## TRY IT
Filter this data down to the lines that hold "rights", and copy them.

## RECORDS FOR THE TASK
Segment Open

PR #7, opened 2022-11-01
Copy model from devtools to leak_tracker.

polina-c:
The model code is copied from [devtools](https://github.com/flutter/devtools/tree/master/packages/devtools_app/lib/src/screens/memory/panes/leaks/instrumentation) in order to be cleared from devtools by referencing leak_tracker.

### DIFF
--- a/lib/leak_tracker.dart
+++ b/lib/leak_tracker.dart
@@ -1,0 +1,5 @@
+// Copyright (c) 2022, the Dart project authors.  Please see the AUTHORS file
+// for details. All rights reserved. Use of this source code is governed by a
+// BSD-style license that can be found in the LICENSE file.
+
+export 'src/model.dart';
--- a/lib/leak_tracker.dart
+++ b/lib/leak_tracker.dart
@@ -1,3 +1,6 @@
 // Copyright (c) 2022, the Dart project authors.  Please see the AUTHORS file
 // for details. All rights reserved. Use of this source code is governed by a
 // BSD-style license that can be found in the LICENSE file.
+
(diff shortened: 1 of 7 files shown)


lib/leak_tracker.dart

Segment Closed

## RESPONSE TO THIS TASK
+// for details. All rights reserved. Use of this source code is governed by a
 // for details. All rights reserved. Use of this source code is governed by a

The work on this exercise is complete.